# foamy bubbles...



## jah maan (Jan 20, 2004)

usually after i feed my piranhas(with feeders), and an hour later i get all this foamy sh*t on the surface of the water and stays up there ..... does anyone know what it is ... and how can i get rid of it ?


----------



## Void (Aug 24, 2003)

i get that stuff in my pre filter but not in the tank itself


----------



## jah maan (Jan 20, 2004)

hmmm i wonder what it is ... it dissapears tho after like 2 days .... could it be protien foam ....?
i dono 
do you?
help


----------



## rufus (Jan 6, 2004)

are ytour chemical levels ok?


----------



## Guest (Feb 22, 2004)

jah maan said:


> hmmm i wonder what it is ... it dissapears tho after like 2 days .... could it be protien foam ....?


 I think that's what it is. A mix of proteins and oils adhering to the air/water interface.

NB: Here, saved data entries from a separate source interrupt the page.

PR #650, opened 2019-03-15
Procedurally resize brush

### LINKED ISSUE #587: clearing histogram selection often results in tiny selection
I have commonly found that when I click in a histogram, to clear the brush selection, I end up creating a super tiny, hard to see, selection.    It is likely that this is caused by a small drag distance between the mousedown & mouseup events.

Suggestion:  we need a minimum brush distance, used to differentiate a click-to-clear and a click-to-select.

This may also be an issue for the new poly lasso.

colinmegill:
Fixes #587 

resize

### DIFF
--- a/client/src/components/brushableHistogram/index.js
+++ b/client/src/components/brushableHistogram/index.js
@@ -128,34 +128,31 @@ class HistogramBrush extends React.Component {
     return () => {
       const { dispatch, field, isObs, isUserDefined, isDiffExp } = this.props;
       const { brushX } = this.state;
+      const minAllowedBrushSize = 50;
 
       if (d3.event.selection) {
         let _range;
 
-        if (d3.event.selection[1] - d3.event.selection[0] < 100) {
+        if (
+          d3.event.selection[1] - d3.event.selection[0] >
+          minAllowedBrushSize
+        ) {
           _range = [x(d3.event.selection[0]), x(d3.event.selection[1])];
         } else {
           /* the user selected range is too small and will be hidden #587, so take control of it procedurally */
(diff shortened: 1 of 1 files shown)


client/src/components/brushableHistogram/index.js
```diff
@@ -124,6 +124,63 @@ class HistogramBrush extends React.Component {
...
+
+          _range = [x(d3.event.selection[0]), x(procedurallyResizedBrushWidth)];
+
+          d3.event.target.move(brushX, [
+            d3.event.selection[0],
+            procedurallyResizedBrushWidth
+          ]);
+        }
+
+        dispatch({
```
bkmartinjr: style comment - the two dispatch() calls are largely redundant and could be combined.  Just pop _range up a scope, and initialize it to null.

client/src/components/brushableHistogram/index.js
```diff
@@ -124,6 +124,63 @@ class HistogramBrush extends React.Component {
...
+      const { dispatch, field, isObs, isUserDefined, isDiffExp } = this.props;
+      const { brushX } = this.state;
+      const minAllowedBrushSize = 10;
+      const smallAmountToAvoidInfiniteLoop = 0.1;
+
+      if (d3.event.selection) {
+        let _range;
+
+        if (
+          d3.event.selection[1] - d3.event.selection[0] >
```
bkmartinjr: question: do you need to abs() this before comparison (ie, can selection[1] be smaller than selection[0])?

colinmegill: I believe d3 handles this internally, because swiping both left and right works.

I'm not sure what the best way to get rid of it is.


----------



## Peacock (Feb 23, 2004)

Test some of it... add the foam to a test tube with water in it.. shake the tube so the foam gets in the water and test for nitrate..

i have Foam some times form on the surface of my 2000gallon and in my sumps


----------



## No0dles (Dec 16, 2003)

2000 gallon? woah...you got pics? lol


----------



## jah maan (Jan 20, 2004)

yeh yeah







ill go test it.... any one think a protien skimmer would get rid of it ? i know they are for salt water but imagine after feeding your ps live feeders all the manky stuff in the water... protien skimers might work huh?


----------



## Novato (Jan 25, 2004)

No0dLeMicE said:


> 2000 gallon? woah...you got pics? lol


 here are some pics of his pond

http://www.piranha-fury.com/forum/pfury/in...topic=30747&hl=


----------



## Peacock (Feb 23, 2004)

jah maan said:


> yeh yeah
> 
> 
> 
> ...


 do you have an extra one laying around?

I have one.. i think when i move ill hook it up and see what happends.


----------



## RhomZilla (Feb 12, 2003)

Bullsnake said:


> jah maan said:
> 
> 
> > hmmm i wonder what it is ... it dissapears tho after like 2 days .... could it be protien foam ....?
> ...


 A better filter!!!







Foam buid up is cause by little filteration in the tank which can also cause layers of film on the glass.


----------



## Peacock (Feb 23, 2004)

RhomZilla said:


> Bullsnake said:
> 
> 
> > jah maan said:
> ...


 Explain to me what you mean? i get foam build up in my 75's wetdry... i have 2 Emp400s and a 1200gph wetdry that holds a Cubic foot of biomedia.. all i have in the tank is 1 arowana and a few plecos..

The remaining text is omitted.